Soft Actor-Critic (SAC)

SAC is an off-policy algorithm that trains a stochastic policy — a significant departure from DDPG and TD3. Rather than just maximizing expected return, SAC optimizes a trade-off between return and policy entropy.

Entropy-Regularized Objective

The agent seeks to maximize: $$\pi^* = \arg\max_\pi \; \mathbb{E}_{\tau \sim \pi}\left[\sum_{t=0}^\infty \gamma^t \left(r_t + \alpha H(\pi(\cdot|s_t))\right)\right]$$

where $H(\pi(\cdot|s)) = \mathbb{E}_{a \sim \pi}[-\log \pi(a|s)]$ is the policy entropy and $\alpha > 0$ is the temperature.

Why entropy regularization?

• More exploration: a high-entropy policy tries many actions, avoiding premature convergence.
• Robustness: spreading probability mass over multiple good actions avoids overfitting to a single mode.
• Better stability: the entropy bonus prevents the policy from becoming deterministic too quickly.

Value Functions under Entropy Regularization

With entropy bonuses added at every timestep, the value functions change slightly: $$V^\pi(s) = \mathbb{E}_{\tau \sim \pi}\left[\sum_{t=0}^\infty \gamma^t (r_t + \alpha H(\pi(\cdot|s_t))) \mid s_0=s\right]$$

The Bellman equation becomes: $$Q^\pi(s,a) \approx r + \gamma \mathbb{E}_{a' \sim \pi}\left[Q^\pi(s',a') - \alpha \log \pi(a'|s')\right]$$

Learning Q in SAC

SAC uses the clipped double-Q trick from TD3. The Bellman target is: $$y(r,s',d) = r + \gamma(1-d)\left(\min_{j=1,2} Q_{\phi_{j,\text{targ}}}(s',\tilde{a}') - \alpha \log \pi_\theta(\tilde{a}'|s')\right)$$

where $\tilde{a}' \sim \pi_\theta(\cdot|s')$ is sampled fresh from the current policy (not from the replay buffer).

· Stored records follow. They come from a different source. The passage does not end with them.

PR #617, opened 2025-04-18
Adding an item list with the list of copied files from CopyArtifacts target

MatthieuMEZIL:
Adds the ability for users to specify an item name to place the list of copied files into which is off-by-default

```xml
<PropertyGroup>
  <ArtifactsCopiedFilesItemName>SomethingCustom</ArtifactsCopiedFilesItemName>
</PropertyGroup>
```

The Artifacts targets will then place the list of copied files in that item group.

### DIFF
--- a/src/Artifacts/build/Microsoft.Build.Artifacts.Common.targets
+++ b/src/Artifacts/build/Microsoft.Build.Artifacts.Common.targets
@@ -7,6 +7,10 @@
 <Project xmlns="http://schemas.microsoft.com/developer/msbuild/2003">
   <PropertyGroup>
     <MSBuildAllProjects Condition="'$(MSBuildToolsVersion)' != 'Current'">$(MSBuildAllProjects);$(MsBuildThisFileFullPath)</MSBuildAllProjects>
+    <_ArtifactsListCopiedFiles Condition="'$(ArtifactsCopiedFiles)' != ''">true</_ArtifactsListCopiedFiles>
+    <_RobocopyListCopiedFiles Condition="'$(RobocopyCopiedFiles)' != ''">true</_RobocopyListCopiedFiles>
+    <ArtifactsCopiedFiles Condition="'$(ArtifactsCopiedFiles)' == ''">_</ArtifactsCopiedFiles>
+    <RobocopyCopiedFiles Condition="'$(RobocopyCopiedFiles)' == ''">_</RobocopyCopiedFiles>
   </PropertyGroup>
 
   <UsingTask TaskName="Robocopy"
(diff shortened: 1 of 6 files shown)


src/Artifacts/build/Microsoft.Build.Artifacts.Common.targets
```diff
@@ -34,7 +34,10 @@
       ShowErrorOnRetry="$([MSBuild]::ValueOrDefault($(ArtifactsShowErrorOnRetry), 'true'))"
       DisableCopyOnWrite="$([MSBuild]::ValueOrDefault($(DisableCopyOnWrite), 'false'))"
       Sources="@(Artifact)"
-      Condition="@(Artifact->Count()) > 0" />
+      ListCopiedFiles="$('$(Artifacts_ListCopiedFiles)' == 'true')"
+      Condition="@(Artifact->Count()) > 0">
+        <Output TaskParameter="CopiedFiles" ItemName="CopyArtifacts_CopiedFiles" />
```
jeffkl, line 39: This hardcodes the item type and I think it would work better if it was dynamic.  Instead of having a property that users set to enable the functionality, how about they specify the item type to put the list into?

```xml
<Output TaskParameter="CopiedFiles"
        ItemName="$(ArtifactsCopiedFilesOutputType)"
        Condition="'$(ArtifactsCopiedFilesOutputType)' != ''" />
```

You could also get rid of the property to enable the functionality with just:

```xml
<PropertyGroup>
  <_ArtifactsListCopiedFiles Condition="'$(ArtifactsCopiedFilesOutputType)' != ''">true</_ArtifactsListCopiedFiles>
</PropertyGroup>
```

Then pass `$(_ArtifactsListCopiedFiles)' to the `ListCopiedFiles` parameter.  Now users just have to set a property indicating what item type they want the copied files in:

```xml
<PropertyGroup>
  <ArtifactsCopiedFilesOutputType>MyCopiedArtifact</ArtifactsCopiedFilesOutputType> 
</PropertyGroup>

<Target Name="DoSomethingWithArtifacts" AfterTargets="CopyArtifacts">
  <Message Text="Copied %(MyCopiedArtifact.Identity)" />
</Target>
```

jeffkl, line 39: You'll also want to update the docs.

MatthieuMEZIL: Sounds that it is not allowed to have an Output ItemName empty even when Condition is false.

jeffkl: Hmm are you sure, I got the idea from common targets

https://github.com/dotnet/msbuild/blob/main/src/Tasks/Microsoft.Common.CurrentVersion.targets#L2129-L2131

jeffkl (approved):

jeffkl:
@AndyGerlicher I think this PR is good to go, please review and merge/release at your earliest convenience.

AndyGerlicher (approved):

PR #618, opened 2025-05-05
AzureAuth, MSRustup and Cargo Installation improvements

novacole:
Installs AzureAuth (needed for msrustup) if it is not currently installed and msrustup is being installed locally.
Move msrustup installation to its own directory (instead of cargo_home), to avoid PATH issues
Add custom toolchain dir to PATH to avoid potential PATH issues with a pre-existing rust installation
Use feedurl in .cargo\config.toml instead of nuget.config, since many repos have separate feeds for cargo crate consumption
Adds configurable CargoOutputDir, which defaults to the project's bin directory.

### DIFF
--- a/src/Cargo/CargoTask.cs
+++ b/src/Cargo/CargoTask.cs
@@ -23,20 +23,20 @@ namespace Microsoft.Build.Cargo
     /// </summary>
     public class CargoTask : Task
     {
-        private static readonly string? _tempPath = Environment.GetEnvironmentVariable("TEMP");
-        private static readonly string _rustUpBinary = $"{_tempPath}\\cargohome\\bin\\rustup.exe";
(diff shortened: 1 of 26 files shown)


src/Cargo/CargoTask.cs
```diff
@@ -498,15 +512,40 @@ private async Task<bool> InstallRust()
             {
                 if (!_envVars.ContainsKey("MSRUSTUP_FEED_URL"))
                 {
-                    _envVars.Add("MSRUSTUP_FEED_URL", GetNugetFeedUrl() ?? string.Empty);
+                    Debugger.Launch();
```
AndyGerlicher, line 515: Left this in

novacole: removed

AndyGerlicher (approved):

PR #639, opened 2025-08-15
UniversalPackages: Add incrementality to avoid re-downloading packages

dfederm:
This change avoids downloading a universal package if the destination path already exists.

However, to combat scenarios where the package didn't download successfully (eg. a cancelled/killed restore), the path used to download the package is mapped to a temporary location then moved atomically when successful.

Here is an example showing the difference, although this example is using an extremely trivial package. A much larger package (which is where universal package shine to begin with) would produce a much more significant difference in absolute numbers.

Before:
Build 1:
image

Build 2:
image

After:
Build 1:
image

Build 2:
image

### DIFF
--- a/src/UniversalPackages/DownloadUniversalPackages.cs
+++ b/src/UniversalPackages/DownloadUniversalPackages.cs
@@ -141,9 +141,25 @@ public sealed class DownloadUniversalPackages : Task
             return true;
         }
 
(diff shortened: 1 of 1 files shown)


mruxmohan4 (approved):

erikmav (commented):
LGTM

PR #711, opened 2026-08-26
fix(bulk-submit): scope pooled connections; the status poll names a stall

### LINKED ISSUE #646: bulk-submit: ingestion freezes silently mid-run with the default worker concurrency on SQLite
Found in #448's Synthea sanity pass. $bulk-submit of 40,538 NDJSON resources (19 types) against stock SQLite:

- **`HFS_BULK_SUBMIT_WORKER_CONCURRENCY=2` (the default): ingestion froze mid-run** — every in-flight file stopped at the same moment (Observation 1,224/21,255, Claim 325/4,231, Condition 48/698 …), **zero errors logged** even at debug, and the status poll URL answers `202` in-progress forever. No lease/stall recovery kicked in.
- **`WORKER_CONCURRENCY=1`: the same submission ingests completely and correctly** (all 19 types reconcile line-for-line against the NDJSON, dedup by id included), at ~23 resources/s.

Smells like a deadlock between the two workers over the SQLite connection. Two asks in one:
1. The deadlock itself (or whatever stops the workers).
2. **The observability gap**: a stopped worker leaves the submission permanently in-progress with nothing in the log — the lease/heartbeat machinery (`HFS_BULK_SUBMIT_LEASE_DURATION`=60s default) never surfaced the stall. A silent freeze should become a failed/stalled status a poller can see.

Repro: Synthea 100-patient NDJSON via a local static provider, stock config, SQLite.

angela-helios:
Closes #646 — both halves.

## The deadlock, reproduced and fixed

`process_entries` (SQLite) took a pooled **sync** connection and held it across the entry loop's awaits, while every per-entry call (`read`, `create_or_update`, `record_change`, `store_entry_result`) pooled its own. Two concurrent workers froze mid-run with nothing logged — exactly the #448 field report.

**Reproduced deterministically**: a test driving two `DefaultSubmitWorker`s over multi-file manifests hits the freeze at 2×20k lines in release (**300 s timeout**, one worker never finishing). With the connection scoped to its statements, the identical run **completes in 207 s**. Postgres carried the same held-client shape in its `process_entries` and gets the same scoping preventively.

## The observability gap

A `processing` manifest whose worker lease expired without renewal or reclaim polled as a quiet `202 processing` forever — a dead worker pool was indistinguishable from progress. Now:

- `SubmissionManifest` carries `lease_expiry` (wired in sqlite/postgres/mongodb).
- The status poll answers `X-Progress: stalled at N% - a worker stopped without handoff; see server logs` plus a warning log once a lease is **three durations** past expiry. State is not mutated — reclaim stays the authority, and a remote-worker deployment may still legitimately pick the manifest up.

## Tests

- `sqlite_bulk_submit_concurrency.rs`: two concurrent raw streams, and the full two-worker shape over multi-file manifests, both under a hard timeout at CI-friendly scale — a returning freeze fails with a name instead of hanging a runner.
- `test_poll_reports_a_stalled_ingestion`: a zero-duration lease makes the stall immediate; the poller sees "stalled".
- Full `helios-persistence` suite and `bulk_submit` rest suite green; all-backend feature build clean.

(The `router_http` mounts gain the eleventh argument main still lacks, as on the sibling branches — resolves on merge.)


angela-helios:
The Test FHIRPath failure here is not from this PR: the conformance job checks out `FHIR/fhir-test-cases@master`, and upstream added the `primitivesWithoutValue` group on Aug 21, which our evaluator failed. #717 fixes the evaluator (and vendors the new group into the local R5 suite); once it merges, a rerun here goes green.

smunini (approved):

Issue #674, opened 2026-08-25
ui: Batch/Transaction preflight page spacing, icons, and REQUEST strip font do not match the design


smunini:
## Summary

The Batch / Transaction preflight screen (`/ui/batch`) does not match the original design. Content inside the preflight card sits flush against the card edges, the card headers and entry rows have no icons, the footer buttons are unevenly spaced, the `REQUEST` strip renders in a font/size that does not belong to the app's type scale, and the footer carries an "Upload another" button that should not be there.

## Current behavior

Load `/ui/batch`, drop in a batch bundle with several entries, and the preflight stage renders:

- The tab row (`Actions` / `Bundle JSON`) and the entry list are direct children of `.card` with no horizontal padding, so the tabs and every row run edge-to-edge against the card border. `.card` itself carries no padding (`crates/ui/assets/app.css:642`); only `.card-head` pads its own content (`:3388`). `.batch-tabs` (`:4432`) and `.batch-rows` (`:4454`) add none.
- The preflight card has no `card-head` at all — the tab row is the first thing in the card, with `margin-bottom: 8px` and nothing above it.
- No icons anywhere on this stage. `icons/export.svg` is used only on the Stage 1 upload card head (`crates/ui/templates/pages/batch.html:34`); the preflight card, the response card head (`:77`), and the per-entry rows have none. The row disclosure control is a literal `▾` text glyph (`crates/ui/assets/batch.js:135`) rather than `icons/chevron-down.svg`.
- The footer (`crates/ui/templates/pages/batch.html:64`) is `justify-content: space-between` with `margin-top: 14px` and no side padding (`crates/ui/assets/app.css:4527`), so `Cancel` and the right-hand group hug the outer edges and do not line up with the card above them.
- `Upload another` sits between `Cancel` and `Execute` (`crates/ui/templates/pages/batch.html:67`), duplicating what `Cancel` already does — `batch-cancel` calls `reset()` and `batch-upload-another` re-opens the file picker (`crates/ui/assets/batch.js:178-181`).
[...]

PR #712, opened 2026-08-26
feat(ui): SQL workspaces match the Figma frame — spacing, fold, title row

### LINKED ISSUE #649: Promote SQL on FHIR to a top-level nav section with View Definitions, SQL Queries, SQL Views, Export, and Files

angela-helios:
Part of #649 — the design-fidelity pass the issue's acceptance criteria still owed ("the ViewDefinition Editor matches Figma node 420-2"), plus the spacing/alignment debts across the SQL pages.

## Against the frame

- **Layout**: View Definitions and SQL Queries/Views move to the two-column `filter-layout--two` — the main panel fills the width like the frame, no phantom third column.
- **Title row**: the view's name left; **Run / Duplicate / Delete / + Create New** right, iconed and spaced (Create New primary, per the frame).
- **JSON fold**: the definition lives in a collapsible `<details>` with a chevroned `card-head` — the frame's expandable panel — and the editor is a proper mono inset pane (`.json-editor`: 13px mono, inner box, vertical resize) instead of a bare 40px-styled textarea. Save sits at the fold's foot.
- **Rail**: name left, resource type (or library status) right as quiet muted text (`.filter-rail__meta`) — no more number-pill hack.

## Structural spacing fixes

- `.card__body` (padding for form panes and field lists — `.card` itself is deliberately padding-free for tables, which left bare content flush against the border: the same defect #674 fixed on batch).
- `.form-actions` for right-aligned form feet; `.btn` gains the icon-to-label gap.
- Export and Files pick up the same insets.
- The inner selected-name heading is an `<h2>` — one `<h1>` per page, as the design-system guard enforces (it caught the double-h1 during this pass).

## Verified

Full `helios-ui` Rust suite; Playwright design-system, a11y (light+dark), and both SQL workspace specs green; visually checked against the Figma geometry with headless screenshots.

Left as *Part of* rather than *Closes* so @angela-helios can close #649 when the finish level satisfies her review of the preview.


angela-helios:
The Test FHIRPath failure here is not from this PR: the conformance job checks out `FHIR/fhir-test-cases@master`, and upstream added the `primitivesWithoutValue` group on Aug 21, which our evaluator failed. #717 fixes the evaluator (and vendors the new group into the local R5 suite); once it merges, a rerun here goes green.

Issue #675, opened 2026-08-25
ui: Batch/Transaction — top-of-page Cancel/Execute, replace Back to Bundle and Execute again with a single Done


smunini:
## Summary

Rework the action buttons on the Batch / Transaction page (`/ui/batch`). The preflight stage should expose `Cancel` and `Execute` at the top of the page as well as the bottom, and the response stage should end with a single `Done` button — replacing today's `Back to Bundle` and `Execute again`.

## Current behavior

Preflight stage (`crates/ui/templates/pages/batch.html:64-71`) has one action row, at the bottom of the page:

```
[ Cancel ]                     [ Upload another ]  [ Execute ]
```

With a large bundle, the entry list pushes `Execute` below the fold; there is no way to run or abandon the bundle without scrolling to the end of the list.

Response stage (`crates/ui/templates/pages/batch.html:86-89`) has:

```
[ Back to Bundle ]                              [ Execute again ]
```

- `batch-back` returns to the preflight stage with the parsed bundle intact (`crates/ui/assets/batch.js:205-207`).
- `batch-execute-again` re-POSTs the same bundle (`crates/ui/assets/batch.js:204`), which silently re-runs a mutation that already succeeded.

There is no `Done` affordance anywhere — after a successful run the user is left on the outcomes screen with only "go back" and "do it again".

## Expected behavior

Preflight stage:

- `Cancel` and `Execute` appear at the top of the page, above the request strip / entry list, in addition to the existing bottom row. Both copies drive the same handlers.
- No `Done` button is visible at this stage.

Response stage:

- `Back to Bundle` is removed and replaced by a single `Done` button.
- `Execute again` is removed.
- `Done` is only visible after a successful execute — it is not present on the upload or preflight stages, and not shown when the run failed outright.

## Evidence

- `crates/ui/templates/pages/batch.html:64-71` — preflight footer, the only action row on that stage
- `crates/ui/templates/pages/batch.html:86-89` — response footer with `batch-back` and `batch-execute-again`
- `crates/ui/assets/batch.js:178` — `batch-cancel` → `reset()` (clears the bundle, returns to upload)
- `crates/ui/assets/batch.js:204-207` — `batch-execute-again` and `batch-back` handlers to delete
- `crates/ui/assets/batch.js:218-227` — whole-bundle failure path: `renderResponse` returns early without calling `show("response")`, so a rolled-back transaction stays on preflight with an inline error and never reaches the response stage
[...]

Issue #581, opened 2026-08-19
UI: no progress indication while adding a tenant


smunini:
## Problem

Adding a tenant in the web UI is a lengthy operation (tenant provisioning does a fair amount of work: storage setup, seeding conformance/search-parameter resources, etc.), but the UI gives the user no indication that anything is happening. After clicking **Add tenant**, the form just sits there until the request finally returns and the table swaps in.

From the user's point of view the click appears to have done nothing, which invites double-submits and makes the app feel broken.

## Where

`crates/ui/templates/pages/tenants.html` — the add-tenant form posts via htmx:

```html
<form
  hx-post="/ui/tenants"
  hx-target="#tenant-rows"
  hx-swap="innerHTML"
>
  ...
  <button type="submit" class="button button--primary">{{ i18n.t("tenants-add-submit") }}</button>
</form>
```

There is no `hx-indicator`, no `hx-disabled-elt`, and no busy/pending state anywhere in the flow.

## Expected behavior

While the create request is in flight, the user should get clear feedback that the operation is running and may take a while:

- A visible progress/spinner indicator (htmx `hx-indicator`) tied to the form.
- The submit button disabled (`hx-disabled-elt="find button[type=submit]"` or similar) so the tenant can't be created twice by impatient clicking.
- Ideally a short "this may take a moment" style message, since provisioning is genuinely slow rather than instantaneous.
- Accessible announcement of the pending/complete state (e.g. `aria-busy` / live region) so it isn't purely visual.

## Notes

- Worth checking whether other long-running UI actions have the same gap, so the fix can introduce a reusable pending-state pattern rather than a one-off.
- New user-facing strings should go through the existing i18n locale files.

PR #714, opened 2026-08-26
feat(ui): shared busy indicator, applied to Batch/Transaction (#679)

### LINKED ISSUE #679: ui: add a reusable busy/working indicator, and apply it to Batch/Transaction upload and execute
## Summary

The UI has no shared "working" affordance. On the Batch / Transaction page, uploading a large bundle and executing it both freeze or stall with no feedback at all. Build one reusable busy indicator and apply it to the batch page first, with the other long-running operations in the app as follow-on adopters.

## Motivation

`/ui/batch` has two operations that can take a long time and neither says anything:

**Upload / parse.** `readFile()` (`crates/ui/assets/batch.js:74-91`) reads the file, `JSON.parse`s it, and calls `renderPreflight()`, which builds a DOM row per entry in one synchronous loop (`crates/ui/assets/batch.js:110-157`). A Synthea bundle with several hundred entries blocks the main thread through the whole parse-and-render. The drop zone stays in its idle state; the page appears hung.

**Execute.** `execute()` (`crates/ui/assets/batch.js:185-202`) fires the POST and returns immediately. The `Execute` button is not disabled and nothing indicates a request is in flight — so a user who thinks the click missed can press it again and POST the same bundle twice, creating a second set of resources.

The pieces for a fix exist but were never generalized:

- `.spinner` (`crates/ui/assets/app.css:1207-1221`), including a `prefers-reduced-motion` override, is used in exactly one place: the tenants provisioning row (`crates/ui/templates/partials/tenant_rows.html:44-46`).
- `.btn:disabled { cursor: progress }` (`crates/ui/assets/app.css:1651-1654`) implies a busy-button convention that nothing actually drives.
- Only two scripts disable a control during async work — `crates/ui/assets/nl-search.js:128` and `crates/ui/assets/conformance-crud.js:20` — and neither shows a spinner while doing it.
- htmx is loaded but no template uses `hx-indicator`.

## Proposed behavior

A single busy concept, defined once and reused:

- A **busy button** state: the button disables, keeps its width, and shows the `.spinner` in place of or beside its label for the duration of the operation. Re-entrant clicks are ignored.
- A **busy region** state for work that is not tied to one button (parsing and rendering a large bundle): an inline status line with the spinner and a short label, marked `role="status"` so it is announced.
- Both honor `prefers-reduced-motion`, as `.spinner` already does.
- The label is a Fluent string, not hardcoded English.

Applied to `/ui/batch`:

- Picking or dropping a file puts the upload card into the busy region state until the preflight list is on screen.
- Pressing `Execute` puts that button into the busy state until the response renders or the request fails, and further clicks are ignored while it is in flight.

## Acceptance criteria

- [ ] One CSS component plus one small JS helper (or an htmx `hx-indicator` convention) covering both the button and region cases, documented in `crates/ui/README.md` next to the other conventions
- [ ] Dropping a large bundle on `/ui/batch` shows the busy region within one frame of the file being picked, and clears when the preflight renders
- [ ] `Execute` shows the busy state for the duration of the POST and cannot be double-fired
- [ ] Reduced-motion users get the static (non-animating) form
- [ ] Existing ad-hoc busy handling in `nl-search.js:128` and `conformance-crud.js:20` moves to the shared helper
- [ ] A Playwright assertion that the busy state appears and clears on execute

## Evidence

- `crates/ui/assets/batch.js:74-91` — `readFile()`, no busy state around parse
- `crates/ui/assets/batch.js:110-157` — `renderPreflight()`, one synchronous DOM build per entry
- `crates/ui/assets/batch.js:185-204` — `execute()`, no button disable, no in-flight guard; two listeners bound to it
- `crates/ui/assets/app.css:1207-1221` — the existing `.spinner`
- `crates/ui/templates/partials/tenant_rows.html:44-46` — its only current use
- `crates/ui/assets/app.css:1651-1654` — `.btn:disabled { cursor: progress }`

## Suggested approach

1. Add `.btn--busy` (or a `data-busy` attribute) that reserves the label width and swaps in `.spinner`, plus a `.busy-status` inline region with `role="status"`.
2. Add a small helper in a shared asset — something like `withBusy(el, promise)` — that sets the state, ignores re-entrant calls, and clears on settle. Wire `batch.js`'s `execute()` through it.
3. For the parse path, yield to the browser before the heavy loop (`requestAnimationFrame` or a zero timeout) so the busy state actually paints before the main thread blocks. Chunked or virtualized rendering of the entry list would be a better fix for very large bundles but is a separate piece of work.
4. Survey the other long operations for adopters — editor save, saved-query execution, history diff, bulk import/export polling — and file follow-ups rather than converting them all here.

## Scope / out of scope

Build the shared component and adopt it on `/ui/batch`. Converting every other long-running operation in the app is explicitly follow-on work. Rendering performance for very large bundles (virtualization, chunking) is out of scope — this issue is about telling the user that work is happening.

dougc95:
busy-execute-light
busy-execute-dark
## Summary

One busy/working convention for the whole UI, in two lanes, applied first to `/ui/batch`:

- **Fetch-driven scripts** call the new shared `assets/busy.js` (`window.hfsBusy` — the crate's one exported global). `during(buttons, work)` disables the controls and stamps `aria-busy="true"` for the life of the promise `work()` returns; `region(el, label)` reveals a pre-rendered `.busy-status` `role="status"` element. The CSS ring keys off `aria-busy`, so a script cannot get the visuals without the semantics.
- **htmx controls** keep `hx-disabled-elt` (#581) — documented in the README rather than adding indicator machinery no current adopter needs.

`work` is a thunk, not a promise, so the re-entrancy guard runs before the request exists; the thunk wraps the whole render chain, so busy clears when the outcome is on screen, not at response headers. Reduced-motion users get the ring as a static glyph; `.btn--primary` gets an explicit white ring (accent-on-accent vanishes in dark theme). `.provisioning` is renamed into the new `.busy-status` primitive (one region class per the vocabulary rule).

## On /ui/batch

- Picking or dropping a file shows the busy region **before any file bytes arrive**; parse + preflight render defer one paint so the region is actually visible for large bundles. FileReader `error`/`abort` (folder drops, vanished files) clear the region and report instead of spinning forever.
- Execute busies **both** button copies (#675 added a top copy) and disables the Cancels with them — which also fixes a real crash: Cancel mid-flight nulled `bundle` and the settling `renderResponse` threw on it.
- Focus is re-homed on every stage transition (preflight on upload, Done on response, drop zone on reset), using containment checks because the focus fixup for a hidden trigger is asynchronous.
- Labels are Fluent keys (`en`/`es`/`de`), riding the page's existing `data-msg-*` pattern.

## Adopters migrated

`nl-search.js` (whose Enter/chip handlers could double-POST around the disabled button — now gated by the helper's guard) and `conformance-crud.js` (stays inert through its success navigation via a never-settling promise; a failed DELETE re-enables next to its inline error).

## Screenshots

busy-execute-dark
busy-execute-light
## Testing

- `cargo test -p helios-ui` — 127 tests, including new shell-shape and rendered-copy assertions in `router_http.rs` and the `.busy-status` rename in `tenants_http.rs`.
- Playwright: 8 new busy tests — busy appears/clears on execute with a parked POST, no-double-fire (synthetic-event re-entry), the whole-bundle failure path, reduced motion, an axe WCAG 2.2 AA scan of the **held-open** busy state, unreadable-file cleanup, a stale-label race harness, and both adopter migrations. Design-system and no-CDN guards pass.

## Follow-ups (out of scope per the issue)

Remaining long operations to adopt the helper later: editor save, saved-query execution, history diff, bulk import/export polling.

Closes #679

https://claude.ai/code/session_01Rm3dCBykU67pvQAuMnwTNN

### DIFF
--- a/.claude/skills/work-with-ui/SKILL.md
+++ b/.claude/skills/work-with-ui/SKILL.md
@@ -81,12 +81,16 @@ through to the normal REST surface.
 - `templates/partials/` — htmx-swappable fragments, no `<html>` wrapper;
   `{% include %}`d into pages so the first render and the swap emit identical markup.
 - `templates/icons/*.svg` — Figma exports, fills normalized to `currentColor`, inlined.
-- `assets/` — `htmx.min.js` (pinned), `app.css`, `fonts/`, `logo.png`, and the
-  per-page scripts: `theme.js`, `editor.js`, `resources.js`, `saved-queries.js`,
-  `batch.js`, `history.js`, `nl-search.js`, `resource-filter.js`, `conformance-crud.js`.
+- `assets/` — `htmx.min.js` (pinned), `app.css`, `fonts/`, `logo.png`, the
+  shared `busy.js` (#679, the crate's one exported global `window.hfsBusy`),
+  and the per-page scripts: `theme.js`, `editor.js`, `resources.js`,
+  `saved-queries.js`, `batch.js`, `history.js`, `nl-search.js`,
+  `resource-filter.js`, `conformance-crud.js`.
 
 `theme.js` loads **without `defer`**, before first paint, to avoid a FOUC; every
-other script is `defer`.
+other script is `defer`. Busy/working states go through `hfsBusy` for
+fetch-driven code and `hx-disabled-elt` for htmx controls — see
+`crates/ui/README.md` § Busy states.
 
 ## Rules of the road
 
--- a/crates/ui/README.md
+++ b/crates/ui/README.md
@@ -96,13 +96,17 @@ note the version bump in the commit.
 ### Client-side scripts
 
 Each is a small, self-contained IIFE. Page-specific scripts load with `defer`;
-`json-view.js` loads from the shared layout because its delegated behavior is
-used across workspaces. `theme.js` loads **without `defer`**, before first paint,
-to avoid a flash of the wrong theme.
+`json-view.js` and `busy.js` load from the shared layout because their behavior
+is used across workspaces — `busy.js` ahead of every page script (defer runs in
+document order) because page scripts call into it. `theme.js` loads **without
+`defer`**, before first paint, to avoid a flash of the wrong theme. `busy.js`
+is the crate's one exported global (`window.hfsBusy`): unlike the closed IIFEs
+it exists to be called by the others.
 
 | Asset | Owns |
 |---|---|
 | `theme.js` | Light/dark preference: stored choice → OS preference, plus the top-bar toggle |
+| `busy.js` | The shared busy states (#679): `during(buttons, work)` and `region(el, label)` |
 | `saved-queries.js` | Saved queries, the visual search builder, and the `/_user/settings` read/modify/write cycle |
 | `editor.js` | The schema-driven editor loop — posts the document to `/ui/editor/render` and swaps in the server's HTML |
 | `json-view.js` | Delegated folding and accessibility state for every server-rendered JSON view |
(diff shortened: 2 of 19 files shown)


dougc95:
The failing **Test FHIRPath** check is not caused by this PR — `main` is currently red with the same failure.

The conformance coverage gate exits with `COVERAGE-LOST` on 8 tests from the new `primitivesWithoutValue` group in the upstream `tests-fhir-r5.xml` suite: string functions and comparisons on extension-only primitives (e.g. `Patient.name.given.first().length()` where `_given` has an extension but no value) throw type errors instead of returning empty. That defect was filed as #716 and is fixed by afedde242, which currently ships with #710.

Once #710 merges (or the fix is cherry-picked to `main`), re-running the checks here should go green — no rebase needed, since CI tests the merge ref.

smunini (approved):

The Reparameterization Trick

SAC trains a squashed Gaussian policy — the network outputs mean and log-std, and actions are sampled using: $$\tilde{a}_\theta(s, \xi) = \tanh(\mu_\theta(s) + \sigma_\theta(s) \odot \xi), \quad \xi \sim \mathcal{N}(0, I)$$

The $\tanh$ squashing ensures actions stay in $[-1, 1]$ (or the valid range after rescaling). More importantly, the reparameterization trick separates the randomness ($\xi$) from the parameters ($\mu_\theta, \sigma_\theta$), making the expectation over actions differentiable: $$\nabla_\theta \mathbb{E}_{a \sim \pi_\theta}[Q(s,a)] = \mathbb{E}_{\xi}\left[\nabla_\theta Q(s, \tilde{a}_\theta(s,\xi))\right]$$

SAC PyTorch

from spinup import sac_pytorch as sac
import gym

sac(
    env_fn=lambda: gym.make('HalfCheetah-v2'),
    ac_kwargs=dict(hidden_sizes=[256, 256]),
    epochs=100,
    alpha=0.2,          # entropy temperature (fixed in Spinning Up)
    gamma=0.99,
    polyak=0.995,
    lr=1e-3,
    batch_size=100,
    start_steps=10000,
    update_after=1000,
    update_every=50,
    logger_kwargs=dict(output_dir='/tmp/sac', exp_name='sac')
)

TD3 vs SAC

Rule of thumb: SAC generally outperforms TD3 on standard MuJoCo benchmarks and is more robust to hyperparameter choices, making it the preferred starting point for continuous control tasks.